* What the exercise asks:
Word for word, retype the first line of the records and every following line through the one containing "PR #3673, opened 2026-02-11".

* Raw data:

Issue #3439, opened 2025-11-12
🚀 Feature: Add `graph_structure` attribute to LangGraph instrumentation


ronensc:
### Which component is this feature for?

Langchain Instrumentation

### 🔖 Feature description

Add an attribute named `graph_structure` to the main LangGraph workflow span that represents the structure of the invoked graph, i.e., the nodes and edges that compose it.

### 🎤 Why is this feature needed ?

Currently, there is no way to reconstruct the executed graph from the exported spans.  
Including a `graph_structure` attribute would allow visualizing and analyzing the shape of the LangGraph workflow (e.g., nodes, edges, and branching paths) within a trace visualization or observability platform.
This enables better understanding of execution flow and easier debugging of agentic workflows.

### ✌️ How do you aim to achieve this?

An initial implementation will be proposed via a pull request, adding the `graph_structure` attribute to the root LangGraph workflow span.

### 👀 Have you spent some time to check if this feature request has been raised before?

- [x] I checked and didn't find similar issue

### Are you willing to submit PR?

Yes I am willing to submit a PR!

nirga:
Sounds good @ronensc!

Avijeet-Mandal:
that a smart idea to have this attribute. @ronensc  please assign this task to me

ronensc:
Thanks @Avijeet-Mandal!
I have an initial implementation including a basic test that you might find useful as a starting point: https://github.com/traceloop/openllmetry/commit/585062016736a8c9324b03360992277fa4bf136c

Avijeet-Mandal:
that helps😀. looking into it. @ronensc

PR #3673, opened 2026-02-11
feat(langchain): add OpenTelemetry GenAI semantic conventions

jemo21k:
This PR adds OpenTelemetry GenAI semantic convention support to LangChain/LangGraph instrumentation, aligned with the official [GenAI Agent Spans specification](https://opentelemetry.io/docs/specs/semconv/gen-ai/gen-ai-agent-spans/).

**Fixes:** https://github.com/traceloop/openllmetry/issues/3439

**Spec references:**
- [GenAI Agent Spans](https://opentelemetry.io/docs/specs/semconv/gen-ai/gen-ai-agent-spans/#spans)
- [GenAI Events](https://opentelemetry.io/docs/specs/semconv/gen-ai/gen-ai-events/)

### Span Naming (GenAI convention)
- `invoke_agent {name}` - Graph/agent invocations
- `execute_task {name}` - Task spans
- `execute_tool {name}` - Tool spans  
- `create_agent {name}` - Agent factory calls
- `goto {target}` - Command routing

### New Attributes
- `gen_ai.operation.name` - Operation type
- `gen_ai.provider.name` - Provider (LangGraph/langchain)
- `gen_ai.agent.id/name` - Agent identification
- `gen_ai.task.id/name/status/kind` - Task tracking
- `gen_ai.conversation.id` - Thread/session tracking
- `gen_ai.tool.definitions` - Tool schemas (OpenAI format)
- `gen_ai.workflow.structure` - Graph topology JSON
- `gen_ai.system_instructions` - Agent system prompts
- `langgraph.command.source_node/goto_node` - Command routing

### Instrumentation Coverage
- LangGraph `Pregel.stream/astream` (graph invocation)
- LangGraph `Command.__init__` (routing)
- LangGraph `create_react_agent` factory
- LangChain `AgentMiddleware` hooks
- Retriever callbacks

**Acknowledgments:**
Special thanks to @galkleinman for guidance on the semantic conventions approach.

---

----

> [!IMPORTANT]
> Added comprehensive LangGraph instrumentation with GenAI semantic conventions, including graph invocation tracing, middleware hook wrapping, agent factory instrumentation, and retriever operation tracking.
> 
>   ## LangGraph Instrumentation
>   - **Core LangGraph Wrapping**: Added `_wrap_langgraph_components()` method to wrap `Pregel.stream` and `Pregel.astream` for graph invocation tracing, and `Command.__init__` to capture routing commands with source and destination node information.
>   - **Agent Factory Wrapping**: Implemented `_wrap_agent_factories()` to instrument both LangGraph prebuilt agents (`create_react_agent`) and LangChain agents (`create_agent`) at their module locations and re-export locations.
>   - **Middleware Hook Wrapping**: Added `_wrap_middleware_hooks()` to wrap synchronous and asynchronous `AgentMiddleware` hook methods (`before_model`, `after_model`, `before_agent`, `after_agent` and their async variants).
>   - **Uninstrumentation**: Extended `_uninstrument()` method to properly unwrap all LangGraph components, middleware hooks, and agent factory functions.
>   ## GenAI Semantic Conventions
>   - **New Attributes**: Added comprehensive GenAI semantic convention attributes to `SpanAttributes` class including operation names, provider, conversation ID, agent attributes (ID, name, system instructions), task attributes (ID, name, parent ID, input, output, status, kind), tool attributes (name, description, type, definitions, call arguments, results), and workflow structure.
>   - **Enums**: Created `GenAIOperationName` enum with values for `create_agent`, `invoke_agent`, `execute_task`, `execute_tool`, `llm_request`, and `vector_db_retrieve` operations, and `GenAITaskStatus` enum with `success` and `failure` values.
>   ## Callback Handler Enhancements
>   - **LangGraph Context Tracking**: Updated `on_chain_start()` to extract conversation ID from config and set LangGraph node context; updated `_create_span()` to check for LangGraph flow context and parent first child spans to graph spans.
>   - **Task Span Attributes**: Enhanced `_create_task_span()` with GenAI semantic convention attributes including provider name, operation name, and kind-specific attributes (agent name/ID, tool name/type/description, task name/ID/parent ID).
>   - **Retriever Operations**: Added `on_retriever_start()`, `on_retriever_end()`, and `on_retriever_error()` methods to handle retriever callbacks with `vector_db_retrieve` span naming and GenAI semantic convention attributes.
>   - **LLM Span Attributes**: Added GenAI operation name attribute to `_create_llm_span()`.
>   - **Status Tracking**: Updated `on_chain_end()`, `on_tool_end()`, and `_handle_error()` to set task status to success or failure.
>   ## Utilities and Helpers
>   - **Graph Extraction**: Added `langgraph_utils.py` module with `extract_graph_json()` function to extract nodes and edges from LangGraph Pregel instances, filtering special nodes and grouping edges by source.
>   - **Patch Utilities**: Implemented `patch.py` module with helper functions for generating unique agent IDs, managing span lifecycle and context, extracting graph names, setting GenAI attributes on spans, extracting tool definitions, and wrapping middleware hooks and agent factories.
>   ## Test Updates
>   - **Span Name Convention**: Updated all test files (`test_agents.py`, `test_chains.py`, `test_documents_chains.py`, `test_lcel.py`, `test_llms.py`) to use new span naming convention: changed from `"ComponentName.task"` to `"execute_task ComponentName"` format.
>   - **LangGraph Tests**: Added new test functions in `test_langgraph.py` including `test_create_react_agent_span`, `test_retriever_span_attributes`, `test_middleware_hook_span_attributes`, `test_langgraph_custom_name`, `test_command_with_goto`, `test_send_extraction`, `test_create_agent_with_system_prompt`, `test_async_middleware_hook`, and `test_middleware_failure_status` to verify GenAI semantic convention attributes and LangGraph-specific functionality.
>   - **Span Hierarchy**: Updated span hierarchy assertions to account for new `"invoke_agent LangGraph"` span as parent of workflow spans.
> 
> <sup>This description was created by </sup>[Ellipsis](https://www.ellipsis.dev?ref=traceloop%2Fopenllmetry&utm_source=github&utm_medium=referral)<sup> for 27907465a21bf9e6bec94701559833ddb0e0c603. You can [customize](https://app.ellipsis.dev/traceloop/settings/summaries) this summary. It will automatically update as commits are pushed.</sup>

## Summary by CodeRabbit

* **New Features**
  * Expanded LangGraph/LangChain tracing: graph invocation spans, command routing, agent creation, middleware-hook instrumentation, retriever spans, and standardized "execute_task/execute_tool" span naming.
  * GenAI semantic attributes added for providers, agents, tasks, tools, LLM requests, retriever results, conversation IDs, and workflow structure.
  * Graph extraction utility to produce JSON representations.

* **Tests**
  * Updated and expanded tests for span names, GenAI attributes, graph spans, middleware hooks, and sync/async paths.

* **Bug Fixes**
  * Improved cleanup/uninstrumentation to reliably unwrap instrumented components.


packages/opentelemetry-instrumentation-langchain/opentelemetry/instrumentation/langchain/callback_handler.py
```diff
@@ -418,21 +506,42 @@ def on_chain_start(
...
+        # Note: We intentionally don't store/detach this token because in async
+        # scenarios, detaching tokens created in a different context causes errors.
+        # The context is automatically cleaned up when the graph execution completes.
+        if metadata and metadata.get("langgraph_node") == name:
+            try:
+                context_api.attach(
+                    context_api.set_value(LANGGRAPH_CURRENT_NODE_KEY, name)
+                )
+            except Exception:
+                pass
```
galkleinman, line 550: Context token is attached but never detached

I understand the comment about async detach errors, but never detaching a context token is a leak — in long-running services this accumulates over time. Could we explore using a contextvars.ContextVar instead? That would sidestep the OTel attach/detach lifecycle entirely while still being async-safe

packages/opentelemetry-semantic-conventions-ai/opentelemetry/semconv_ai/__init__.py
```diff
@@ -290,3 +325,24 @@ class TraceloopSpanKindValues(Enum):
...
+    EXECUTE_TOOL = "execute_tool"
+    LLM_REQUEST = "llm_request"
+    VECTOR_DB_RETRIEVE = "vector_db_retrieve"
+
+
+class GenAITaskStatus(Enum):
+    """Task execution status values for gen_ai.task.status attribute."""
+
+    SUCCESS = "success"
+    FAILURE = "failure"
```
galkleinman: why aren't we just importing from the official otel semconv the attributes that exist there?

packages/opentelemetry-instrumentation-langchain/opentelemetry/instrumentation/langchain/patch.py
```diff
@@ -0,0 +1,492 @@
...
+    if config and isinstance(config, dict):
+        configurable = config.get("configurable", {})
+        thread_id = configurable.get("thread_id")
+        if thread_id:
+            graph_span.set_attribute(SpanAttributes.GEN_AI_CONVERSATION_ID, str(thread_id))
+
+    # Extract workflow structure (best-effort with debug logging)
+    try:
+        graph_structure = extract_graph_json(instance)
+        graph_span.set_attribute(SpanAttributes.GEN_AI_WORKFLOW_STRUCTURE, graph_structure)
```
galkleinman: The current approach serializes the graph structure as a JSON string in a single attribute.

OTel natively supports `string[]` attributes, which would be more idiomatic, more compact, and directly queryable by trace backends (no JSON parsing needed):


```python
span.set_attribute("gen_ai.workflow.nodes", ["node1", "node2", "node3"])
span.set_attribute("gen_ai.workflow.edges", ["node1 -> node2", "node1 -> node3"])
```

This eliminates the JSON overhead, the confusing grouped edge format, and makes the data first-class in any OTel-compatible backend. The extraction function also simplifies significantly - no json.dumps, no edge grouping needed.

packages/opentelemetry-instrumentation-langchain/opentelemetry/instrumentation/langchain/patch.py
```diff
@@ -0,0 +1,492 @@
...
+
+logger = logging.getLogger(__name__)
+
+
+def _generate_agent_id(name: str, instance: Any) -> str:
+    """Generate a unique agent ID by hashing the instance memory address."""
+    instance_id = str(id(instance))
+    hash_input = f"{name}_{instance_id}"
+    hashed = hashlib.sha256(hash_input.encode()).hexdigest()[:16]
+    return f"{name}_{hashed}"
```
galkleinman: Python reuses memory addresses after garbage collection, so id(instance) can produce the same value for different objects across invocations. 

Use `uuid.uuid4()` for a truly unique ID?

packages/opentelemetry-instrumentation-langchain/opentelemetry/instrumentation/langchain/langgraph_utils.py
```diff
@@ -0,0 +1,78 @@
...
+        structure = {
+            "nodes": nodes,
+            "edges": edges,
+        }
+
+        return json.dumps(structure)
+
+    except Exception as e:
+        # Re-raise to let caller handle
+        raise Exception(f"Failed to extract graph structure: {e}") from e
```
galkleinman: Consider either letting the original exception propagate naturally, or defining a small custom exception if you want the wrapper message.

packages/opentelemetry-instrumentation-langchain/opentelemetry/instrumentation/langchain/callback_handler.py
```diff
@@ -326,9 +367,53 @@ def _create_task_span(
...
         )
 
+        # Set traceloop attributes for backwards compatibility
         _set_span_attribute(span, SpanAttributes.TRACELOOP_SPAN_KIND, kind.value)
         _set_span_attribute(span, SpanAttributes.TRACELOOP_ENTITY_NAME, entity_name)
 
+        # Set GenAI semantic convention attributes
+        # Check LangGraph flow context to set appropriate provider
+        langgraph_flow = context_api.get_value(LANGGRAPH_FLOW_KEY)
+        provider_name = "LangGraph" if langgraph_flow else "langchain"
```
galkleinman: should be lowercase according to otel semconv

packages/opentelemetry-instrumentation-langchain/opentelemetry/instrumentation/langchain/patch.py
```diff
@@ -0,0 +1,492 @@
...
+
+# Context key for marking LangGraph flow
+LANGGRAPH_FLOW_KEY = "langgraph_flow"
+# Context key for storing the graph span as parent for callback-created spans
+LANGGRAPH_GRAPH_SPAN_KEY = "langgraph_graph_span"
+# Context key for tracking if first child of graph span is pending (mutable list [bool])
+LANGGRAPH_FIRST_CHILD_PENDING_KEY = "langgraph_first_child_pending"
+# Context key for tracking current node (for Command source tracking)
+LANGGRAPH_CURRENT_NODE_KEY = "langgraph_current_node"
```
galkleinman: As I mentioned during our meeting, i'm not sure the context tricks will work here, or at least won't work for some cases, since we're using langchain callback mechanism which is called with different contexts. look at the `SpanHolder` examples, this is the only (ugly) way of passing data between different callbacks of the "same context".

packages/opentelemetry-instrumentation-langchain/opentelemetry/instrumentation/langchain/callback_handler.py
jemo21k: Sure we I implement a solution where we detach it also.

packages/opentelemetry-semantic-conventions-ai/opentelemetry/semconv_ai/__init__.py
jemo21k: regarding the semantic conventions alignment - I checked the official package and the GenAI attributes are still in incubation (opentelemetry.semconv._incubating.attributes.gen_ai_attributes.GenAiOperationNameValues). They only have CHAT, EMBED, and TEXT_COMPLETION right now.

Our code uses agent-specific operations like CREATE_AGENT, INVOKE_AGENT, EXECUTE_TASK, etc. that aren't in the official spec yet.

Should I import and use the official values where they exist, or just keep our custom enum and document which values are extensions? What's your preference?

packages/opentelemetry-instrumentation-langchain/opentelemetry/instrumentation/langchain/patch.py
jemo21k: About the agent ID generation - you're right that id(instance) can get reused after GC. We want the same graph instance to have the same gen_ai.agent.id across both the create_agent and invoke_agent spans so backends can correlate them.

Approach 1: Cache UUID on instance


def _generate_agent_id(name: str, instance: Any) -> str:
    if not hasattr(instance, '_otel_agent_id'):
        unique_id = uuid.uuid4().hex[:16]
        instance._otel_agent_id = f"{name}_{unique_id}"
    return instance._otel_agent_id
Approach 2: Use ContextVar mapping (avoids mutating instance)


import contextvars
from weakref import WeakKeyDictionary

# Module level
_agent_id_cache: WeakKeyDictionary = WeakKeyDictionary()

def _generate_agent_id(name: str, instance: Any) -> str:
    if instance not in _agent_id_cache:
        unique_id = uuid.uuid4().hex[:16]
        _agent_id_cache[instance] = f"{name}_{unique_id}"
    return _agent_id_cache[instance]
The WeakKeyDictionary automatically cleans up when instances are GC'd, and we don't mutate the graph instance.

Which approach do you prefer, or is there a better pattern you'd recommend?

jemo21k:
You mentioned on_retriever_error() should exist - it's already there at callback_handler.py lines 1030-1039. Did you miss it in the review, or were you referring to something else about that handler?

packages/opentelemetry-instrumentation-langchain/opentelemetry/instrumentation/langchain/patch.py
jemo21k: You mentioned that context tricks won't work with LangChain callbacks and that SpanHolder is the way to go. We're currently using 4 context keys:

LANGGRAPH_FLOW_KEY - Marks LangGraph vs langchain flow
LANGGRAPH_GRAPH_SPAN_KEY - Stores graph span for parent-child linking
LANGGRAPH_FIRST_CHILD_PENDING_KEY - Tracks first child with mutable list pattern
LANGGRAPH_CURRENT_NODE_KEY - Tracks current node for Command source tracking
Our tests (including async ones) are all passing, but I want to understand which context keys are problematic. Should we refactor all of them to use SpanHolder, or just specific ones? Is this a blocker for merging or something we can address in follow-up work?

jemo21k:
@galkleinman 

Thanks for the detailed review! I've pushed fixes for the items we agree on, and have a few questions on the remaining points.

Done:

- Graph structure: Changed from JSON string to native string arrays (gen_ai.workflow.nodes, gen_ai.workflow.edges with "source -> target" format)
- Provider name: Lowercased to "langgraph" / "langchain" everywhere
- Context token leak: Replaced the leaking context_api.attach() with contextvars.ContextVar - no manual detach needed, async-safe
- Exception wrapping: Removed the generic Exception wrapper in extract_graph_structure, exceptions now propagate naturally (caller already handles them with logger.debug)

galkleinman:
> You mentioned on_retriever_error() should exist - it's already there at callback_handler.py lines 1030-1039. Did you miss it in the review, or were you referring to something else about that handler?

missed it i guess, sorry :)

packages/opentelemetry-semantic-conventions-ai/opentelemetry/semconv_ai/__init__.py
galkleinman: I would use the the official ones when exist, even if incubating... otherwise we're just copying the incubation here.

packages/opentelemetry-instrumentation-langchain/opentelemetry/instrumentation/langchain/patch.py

* Exercise answer:
Issue #3439, opened 2025-11-12
🚀 Feature: Add `graph_structure` attribute to LangGraph instrumentation


ronensc:
### Which component is this feature for?

Langchain Instrumentation

### 🔖 Feature description

Add an attribute named `graph_structure` to the main LangGraph workflow span that represents the structure of the invoked graph, i.e., the nodes and edges that compose it.

### 🎤 Why is this feature needed ?

Currently, there is no way to reconstruct the executed graph from the exported spans.  
Including a `graph_structure` attribute would allow visualizing and analyzing the shape of the LangGraph workflow (e.g., nodes, edges, and branching paths) within a trace visualization or observability platform.
This enables better understanding of execution flow and easier debugging of agentic workflows.

### ✌️ How do you aim to achieve this?

An initial implementation will be proposed via a pull request, adding the `graph_structure` attribute to the root LangGraph workflow span.

### 👀 Have you spent some time to check if this feature request has been raised before?

- [x] I checked and didn't find similar issue

### Are you willing to submit PR?

Yes I am willing to submit a PR!

nirga:
Sounds good @ronensc!

Avijeet-Mandal:
that a smart idea to have this attribute. @ronensc  please assign this task to me

ronensc:
Thanks @Avijeet-Mandal!
I have an initial implementation including a basic test that you might find useful as a starting point: https://github.com/traceloop/openllmetry/commit/585062016736a8c9324b03360992277fa4bf136c

Avijeet-Mandal:
that helps😀. looking into it. @ronensc

PR #3673, opened 2026-02-11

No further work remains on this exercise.